The world of news communication appears to be a world in which “one man’s stupidity is another man’s wisdom”. How we view an event or an idea seems to be becoming less and less indebted to veracity inherent in the facts, or the possibilities dormant in the idea, but increasingly shaped by the spin that lubricates the telling. The news outlet we turn on becomes the company we keep and it shapes the opinions we hold. Would we hold the views we do without the spin of our news provider? Why isn’t it possible for an event to be recorded objectively so that no matter which news channel is employed, the story sounds the same?
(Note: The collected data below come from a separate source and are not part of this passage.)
Issue #1073, opened 2020-07-24
CompoundEditor_demo.py segfault on qt


aaronayres35:
It is possible this is the expected behavior but I was confused.

When using Qt, if you click for example 'C' in the custom section, and then in the text section try to input an integer error messages pop up and when you close them it seg faults.  
On wx however, you simply get the pop ups giving a value error, but the GUI doesn't close and there is no segfault. Once you manual close it, there is an error in the command line namely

The reason for this state of affairs is that few news channels are genuinely independent, the vast majority are beholden to their owners, therefore the ‘news’ that comes from them may be 10% news and 90% advocacy. In the case of North Korea it is probably 100% advocacy meaning it is all propaganda.
Because Donald Trump has lived his entire life in a world of advocacy, advocacy of his own brand, he has irreversibly come to mistake advocacy for news and news for advocacy. Therefore, any item that does not promote his brand is false – fake news. What he means by ‘fake news’ has nothing to do with news, but everything to do with what he deems harmful to his brand of advocacy. It is really quite simple, facts are not important, image is all important; facts that tarnish the image are fake.
If this confusion of advocacy and news were restricted to the US that would be serious enough, but unfortunately it is not. Two battles relating to news and the forming of public opinion are currently raging in the halls of Australian political power. The first is between public broadcasting and privately owned news outlets, especially the Murdoch Empire of Fox and News Limited. In order to secure One Nation’s votes in the parliament the government is allowing, perhaps even promoting, moves that would seek to diminish the influence of the ABC and SBS. It suits the government to describe the national broadcaster as left leaning, because it can then accuse the broadcaster of bias. But why is it left leaning to support science? Why is it left leaning to give voice to gender equality which is clearly supported by the vast majority of Australians? Why is it left leaning to expose issues of corruption such as NT children in detention or the corruption of Adani? Why is it left leaning to speak coherently about many of the major issues facing our contemporary world? Which groupings of self-interest is the national broadcaster advocating on behalf of in these exposés - none that I can detect, other than the common good. The public broadcaster goes beyond the 30 second grab to engage the listener/viewer at some depth about often complex issues. Apparently it is left leaning to do so. Why? Why wouldn’t such activity be party political neutral; adequately informing the public should be the aim of all broadcasters and all politicians.
The second battle relates to Get-up. Groups such as Get-up do not pretend to be anything other than advocacy groups. They exist, to promote the issues which were the rationale for their formation. Get-up is not a news channel, neither is it the channel of a political party. That issues it espouses are taken up more by one side of politics than another encourages or discourages electors according to their disposition. On the other hand Fox News is an advocacy medium that does not bother to hide its political leanings. It is every bit as much an advocacy channel as Get-up, and yet it masquerades as a news channel. Fox News advocates for big business and monopolies and it promotes all that is wrong with capitalism (see NZ political outcome) in exactly the same way that Get-up argues the case for social equity and environmental sustainability. The identity and freedom of Get-Up is currently being challenged. I would argue that whatever legitimacy this challenge may have, it applies even more to Fox.
The world has entered a very dangerous phase of its existence, because consequences flow from our actions as never before. This is a phase in which the vast majority would, I have no doubt, like to do the ‘right thing’; but because the ‘right thing’ is so often described as ‘fake’ by powerful corporate interests, confusion reigns as seen in the energy ‘wars’ of Australia.
The antidote to self-interest is to be exposed more broadly. November 1 is All Saints day, when the Christian community celebrates the extraordinary diversity of company that we keep and the ideal of shalom (peace, harmony, equity) under the sovereignty of God that holds us together. The ethical demands of monotheism are challenging, for we hold that all life is a continuum, the life of one matters to all. The bible describes as saints those who seek the common good, those who give voice to the voiceless and seek to empower the disempowered. It is such a strange thing that Christians who today describe themselves as politically conservative consider this behaviour to be ‘left wing’.
We believe in a living community which transcends generations, ethnicities, and difference of any kind and through which we are all enriched. It is the Christian perspective that the universal is to be understood through the particular, but that the particular finds its destiny and value in the universal. As global as we think we have become, the truth is that modern society is regressing more and more into tribes of self interest which diminish rather than enrich.